De la Grèce à la Macédoine et de Macédoine à la Serbie
Le lendemain matin, Youssef et sa sœur ont embarqué sur un petit bateau et ont voyagé ainsi pendant près de 14 heures. Lorsqu’ils sont arrivés, un ami de la famille, qui possédait un appartement à Athènes, les attendait sur place. Ils sont restés chez lui quatre jours.
Après cela, ils sont montés dans le bus et se sont dirigés vers la frontière macédonienne avec pour destination une gare ferroviaire. Ils sont alors montés à bord du train destiné à transporter les réfugiés à la frontière serbe et leur voyage a duré huit heures. Ils sont arrivés à minuit, puis ils ont attendu jusqu’au petit matin par peur des voleurs et des bandes qui rôdaient sur la route des voyageurs le long de la frontière serbo-macédonienne. Puis, ils ont marché vers le premier village de Serbie et de là ils ont pris un bus vers la capitale, Belgrade, où ils ont séjourné dans un hôtel pendant deux jours. Ils se sont ensuite dirigés vers la frontière hongroise à travers les champs de maïs. En chemin, ils ont été surpris par la présence de policiers qui arrêtaient et empêchaient les exilé·e·s de poursuivre leur chemin. Youssef et sa sœur ont donc décidé de se cacher dans les champs jusqu’à ce que la police quitte les lieux.
De la Serbie à la Hongrie
Le lendemain matin, un homme et sa femme sont passés, par hasard, par là et leur ont proposé de les emmener en voiture jusqu’à la ville hongroise de Budapest en échange d’une somme d’argent. Ils les ont alors effectivement conduits à destination, en compagnie d’une vingtaine d’autres personnes. Toutefois, lorsqu’ils sont arrivés en ville et qu’ils sont sortis de la voiture, ils se sont retrouvés face à deux voitures de police. Tout le groupe s’est alors mis à courir et s’est caché dans un parking pendant quatre heures où ils ont contacté un autre passeur qui les avait informés que deux voitures les attendraient dans le centre-ville à côté d’un hôtel. Malheureusement, la police était à l’affût et a confisqué les véhicules et arrêté les chauffeurs.
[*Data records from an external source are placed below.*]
PR #96, opened 2019-06-21
Removing double hats

nquesada:
The macros \x and \p already put hats, no need to add them by hand. Now it should render with only a single hat on top of the canonical operators instead of two.


josh146:
image

Oops. Good catch @nquesada

co9olguy:
The double hats look cool at least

De la Hongrie à l’Autriche et de l’Autriche à l’Allemagne
Peu de temps après, ils ont recontacté le passeur qui leur a demandé d’attendre le lendemain de sorte à ce qu’il puisse se débrouiller pour leur fournir deux nouvelles voitures pour les emmener en Allemagne. Ils ont alors passé cette nuit dans le jardin jusqu’au lendemain matin, puis sont partis dans des directions différentes, traversant l’Autriche, sans s’arrêter, jusqu’à ce qu’ils rejoignent le premier village d’Allemagne appelé Passau où Youssef et sa sœur se sont arrêtés. Certains autres membres du groupe qui se trouvaient avec eux à ce moment ont été malheureusement pris dans un piège frauduleux et ont été renvoyés en Serbie.
De l’Allemagne à la Suisse
Après être arrivés vers deux heures du matin au village de Passau, Youssef, sa sœur et leurs compagnons de route encore présents ont passé quatre heures dans les rues. À six heures du matin, la police allemande les a arrêtés et emmenés au poste de police. Deux heures plus tard, ils ont été relâchés et ont pris le train en direction de Munich. À leur arrivée à Munich, Youssef et sa sœur se sont séparés du reste du groupe. Leur oncle les attendait sur place et c’est lui qui les a conduits pendant quatre heures dans sa voiture jusqu’à ce qu’ils entrent sur le territoire suisse et plus précisément par la ville de Rheinfelden, le 20 août de la même année.
Durant les 20 jours qu’a duré le périple de leur migration, Youssef et sa sœur ont traversé pas moins de dix pays avant de finalement demander l’asile en Suisse.